Pubsub with MongoDB can NOT deliver message with chinese characters

martian kuo
Added about 3 years ago

After I switched from mysql to mongodb, any message published with Chinese

can not be delivered through the pubsub mechanism. If I stay with

english only, then it is working again.

Any idea on how to fix it???


Added by Andrzej Wójcik IoT 1 CloudTigaseTeam about 3 years ago

You say that messages cannoot be delivered, but are they published?

As I understand you published item using PubSub with Chinese chars and this item was not delivered as a message notification, however it works without Chinese chars.

Could you check if message is published? If you would try to list published items then this items should be visible if message was published correctly.
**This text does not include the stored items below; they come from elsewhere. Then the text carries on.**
PR #4320, opened 2018-03-19
Get rid of ATL dependency

d0vgan:
The ATL dependency is quite annoying when working in Visual Studio Express (where there's no ATL included). Moreover, currently it's easy to get rid of the ATL dependency at all - actually it does not add anything to the code that really worth this dependency.

### DIFF
--- a/PowerEditor/src/WinControls/ReadDirectoryChanges/ThreadSafeQueue.h
+++ b/PowerEditor/src/WinControls/ReadDirectoryChanges/ThreadSafeQueue.h
@@ -26,6 +26,7 @@
 //	http://qualapps.blogspot.com/2010/05/understanding-readdirectorychangesw.html
 //	See ReadMe.txt for overview information.
 
+#include "mutex.h"
 #include <list>
 
 template <typename C>
@@ -51,14 +52,15 @@ public:
 
 	void push(C& c)
 	{
-		CComCritSecLock<CComAutoCriticalSection> lock( m_Crit, true );
-		push_back( c );
-		lock.Unlock();
+		{
+			Yuni::MutexLocker lock( m_Mutex );
+			push_back( c );
+		}
 
 		if (!::ReleaseSemaphore(m_hSemaphore, 1, NULL))
 		{
 			// If the semaphore is full, then take back the entry.
-			lock.Lock();
+			Yuni::MutexLocker lock2( m_Mutex );
 			pop_back();
 			if (GetLastError() == ERROR_TOO_MANY_POSTS)
 			{
@@ -69,7 +71,7 @@ public:
 
 	bool pop(C& c)
 	{
-		CComCritSecLock<CComAutoCriticalSection> lock( m_Crit, true );
+		Yuni::MutexLocker lock( m_Mutex );
 
 		// If the user calls pop() more than once after the
 		// semaphore is signaled, then the semaphore count will
@@ -90,7 +92,7 @@ public:
 	// If overflow, use this to clear the queue.
 	void clear()
 	{
-		CComCritSecLock<CComAutoCriticalSection> lock( m_Crit, true );
+		Yuni::MutexLocker lock( m_Mutex );
 
 		for (DWORD i=0; i<size(); i++)
 			WaitForSingleObject(m_hSemaphore, 0);
@@ -110,7 +112,7 @@ public:
 protected:
 	HANDLE m_hSemaphore;
 
-	CComAutoCriticalSection m_Crit;
+	Yuni::Mutex m_Mutex;
 
 	bool m_bOverflow;
 };
--- a/PowerEditor/src/NppIO.cpp
+++ b/PowerEditor/src/NppIO.cpp
@@ -82,9 +82,9 @@ DWORD WINAPI Notepad_plus::monitorFileOnChange(void * params)
 				else
 				{
 					DWORD dwAction;
-					CStringW wstrFilename;
+					std::wstring wstrFilename;
 					changes.Pop(dwAction, wstrFilename);
-					generic_string fn = wstrFilename.GetString();
+					generic_string fn = wstrFilename;
 
 					// Fix monitoring files which are under root problem
 					size_t pos = fn.find(TEXT("\\\\"));
--- a/PowerEditor/src/WinControls/FileBrowser/fileBrowser.cpp
+++ b/PowerEditor/src/WinControls/FileBrowser/fileBrowser.cpp
@@ -1336,7 +1336,7 @@ DWORD WINAPI FolderUpdater::watching(void *params)
 			// We've received a notification in the queue.
 			{
 				DWORD dwAction;
-				CStringW wstrFilename;
+				std::wstring wstrFilename;
 				if (changes.CheckOverflow())
 					printStr(L"Queue overflowed.");
 				else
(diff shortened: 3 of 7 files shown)


PowerEditor/src/WinControls/ReadDirectoryChanges/ThreadSafeQueue.h
```diff
@@ -28,6 +28,70 @@
 
 #include <list>
 
+class CCriticalSection
```
d0vgan: A very intuitive class, with its implementation quite similar to ATL's CComAutoCriticalSection. (Actually, there is nothing "Com" in it.)

PowerEditor/src/WinControls/ReadDirectoryChanges/ThreadSafeQueue.h
```diff
@@ -28,6 +28,70 @@
...
+        ::LeaveCriticalSection(&m_cs);
+    }
+
+    CCriticalSection(const CCriticalSection&) = delete;
+    CCriticalSection* operator=(const CCriticalSection&) = delete;
+protected:
+    CRITICAL_SECTION m_cs;
+};
+
+class CCriticalSectionLock
```
d0vgan: The implementation is quite similar to ATL's CComCritSecLock.

MAPJe71:
Why implement a new locking mechanism when there is already one available in `.\src\MISC\common\mutex.*`?

d0vgan:
Agree, Yuni::Mutex could be used instead. In such case I'll add a new class Yuni::MutexLockerEx that will include the m_bLocked member and additional methods Lock and Unlock - similar to CComCritSecLock.

MAPJe71:
There's already a Yuni::MutexLocker class. Why not use that one?

d0vgan:
@MAPJe71, please look at the implementation of Yuni::MutexLocker and then re-read my previous comment :) This is because of the following line in CThreadSafeQueue::push :
lock.Unlock();
So it's kind of lock_guard with additional manual methods Lock and Unlock.

MAPJe71:
Dispite using an autolocker/lock-guard on a mutex you can still manually (un-)lock it e.g.
```C++
template <typename C>
class CThreadSafeQueue : protected std::list<C>
{
public:

	void push(C& c)
	{
		Yuni::MutexLocker lock(m_Mutex); //<-- auto lock (RAII)
		push_back( c );
		m_Mutex.unlock(); //<-- manual unlock

		if (!::ReleaseSemaphore(m_hSemaphore, 1, NULL))
		{
			// If the semaphore is full, then take back the entry.
			m_Mutex.lock(); //<-- manual lock
			pop_back();
			if (GetLastError() == ERROR_TOO_MANY_POSTS)
			{
				m_bOverflow = true;
			}
		}
	} //<-- auto unlock

	bool pop(C& c)
	{
		Yuni::MutexLocker lock(m_Mutex);

        // 
	}

protected:
	Yuni::Mutex m_Mutex;
};
```

d0vgan:
@MAPJe71,
I bet you've already noticed what's wrong with that code.
Surely, it's this situation:
~~~
{
    Yuni::MutexLocker lock(m_Mutex); //<-- auto lock (RAII)
    m_Mutex.unlock(); //<-- manual unlock
} //<-- auto unlock - shit, unlocked twice!
~~~

MAPJe71:
Oooh, d#mn it you're right that won't work (as intended) 😁

@donho and @milipili could you extend the Yuni::MutexLocker class with manual un-/lock?
Would you consider a PR for [libyuni](https://github.com/libyuni/libyuni)?

d0vgan:
I'd rather propose to have 2 classes: MutexLocker and MutexLockerEx, without inheritance.
Here is why:
1) MutexLockerEx will have an additional bool variable (see the proposed CCriticalSectionLock implementation), which is simply not needed for a lightweight MutexLocker.
2) MutexLockerEx will have an additional argument in the constructor (see the proposed CCriticalSectionLock implementation), which is simply not needed for a lightweight MutexLocker.

d0vgan:
OK, guys - no additional classes now. Just a little thinking and a little bit more braces :)

d0vgan:
Now I believe it's good enough.

chcg:
@d0vgan additional benefit: building with mingw would be possible again, because ATL is not available there, see  #4145 and there #2478 with patches to avoid ATL, see https://github.com/chcg/notepad-plus-plus/commit/463bdc5e1416a5f2ee256d7316ed49e4865a0171#diff-5b536d07367d39b369aea9582ff0fe9d

with std::unique_lock<std::mutex> as replacement for CComCritSecLock<CComAutoCriticalSection>

d0vgan:
rebased + now everything in 1 commit

d0vgan:
Come on, why these ATL things are still here?
"Entities are not to be multiplied without necessity"!

d0vgan:
I used to think that it's me who is conservative and not fast - now I see I'm not alone :)

milipili:
@MAPJe71 From my point of view and from my experience, unlocking a mutex in the middle of the code where it is supposed to be managed by the scope is far from a good idea. Like deleting some resource managed by `unique_ptr`. For this reason, it is unlikely that an `unlock` mecanism comes in libyuni, better fix the code with proper raii (but feel free to bring some particular use-case).

Regarding libyuni/mutex, this is historical reason as `std::mutex` didn't exist before as you can guess. As of now, as the official minimum version for n++ is 2015 (if not mistaken, would be better to switch to 2017 from my point of view, there is a better support for multithread and brings multiple fixes), I would recommend to replace yuni/mutex by its stl counterpart as there is no added value.

That's said, @d0vgan is right using yuni/mutex here, for code consistency. That replacement has nothing to do with this MR and should be another one.

milipili:
@d0vgan I would encourage you next time to use multiple commits as it changes different things.

milipili:
@MAPJe71 Where did you find the snippet you posted regarding `CThreadSafeQueue`? I am surely missing something here as I can't find the `unlock()`

milipili:
@donho For information, libyuni is going full C++17, so `Yuni::Mutex`should disappear in the future (depending if users are still using it or not)

milipili:
@donho This class `CThreadSafeQueue` should die, or at least rewritten. No one must inherit from any stl container, as specified by the standard. Better use encapsulation instead of inheritance anyway.

milipili:
ATL dependency is really annoying. Nice job :)

d0vgan:
After some thinking, I think I vote for chcg's patch:
chcg/notepad-plus-plus@463bdc5#diff-5b536d07367d39b369aea9582ff0fe9d
It uses the standard STL's std::mutex - and it is better than relying on thirdparty's Yuni::MutexLocker, which additionally needs to be consireder to be updated.

MIvanchev:
@d0vgan: just to provide some aux. info, since I had the same fundamental problem as well. ATL/MFC is available with the [Visual C++ Build Tools 2015](https://blogs.msdn.microsoft.com/vcblog/2016/03/31/announcing-the-official-release-of-the-visual-c-build-tools-2015/). You can build Notepad++ easily that way.

chcg:
@MIvanchev The main point to get ride of ATL I think is to be able to build this under mingw.

MIvanchev:
> @MIvanchev The main point to get ride of ATL I think is to be able to build this under mingw.

Yes, I also think the mingw build should be restored. I wanted to raise awareness that the Build Tools include ATL/MFC, because I wasted 2 days trying to figure out things... =)

donho:
@d0vgan Sorry for the late review. Could you solve the conflict please?
Also please use lock_guard instead please?

donho:
@d0vgan Never mind, I will take in charge of it. Thank you for the PR.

You also should receive publication confirmation - iq stanza with type = result and id matching publication request.

However at this point it would be good to look into logs and check if there is no exception being logged as it looks like an issue with storage of data to MongoDB, so this may be problem inside Tigase or in driver we use.

Maybe error will appear after adding --debug=server,pubsub to etc/ file to enable debugging.

Added by martian kuo about 3 years ago

Thanks for the reply!

The message was published alright but not delivered (if message contains chinese characters)

I received the publication confirmation iq stanza OK (see publisher.png).

The message was properly received in mongodb tig_pubsub_items OK (see mongodb.png).

Tigase server did not show any relevant error (see tigase.png)

If i switched back to only english message, then the message is delivered OK.

Thanks for the help.

(I resolved this temporarily by encode the chinese message with base64 first, published Ok

, delivered Ok, then decode with base64)

Added by Andrzej Wójcik IoT 1 CloudTigaseTeam about 3 years ago

I would suggest to encoded only single chars using XML entities i.e. & or Ӓ which if later processed as HTML or XML are encoded versions of proper chars. This way it would be no need to encode messages without chinese chars.

To get more informations about what is going on in PubSub Component I would suggest to enable debugging of this component by adding line: --debug=server,pubsub instead of line --debug=server in etc/ file. Then more informations about PubSub component will be logged to logs/tigase.x.log where x is number of part of log file.

Could you also check if you can use PubSub protocol and retrieve this published item with chinese chars from PubSub component?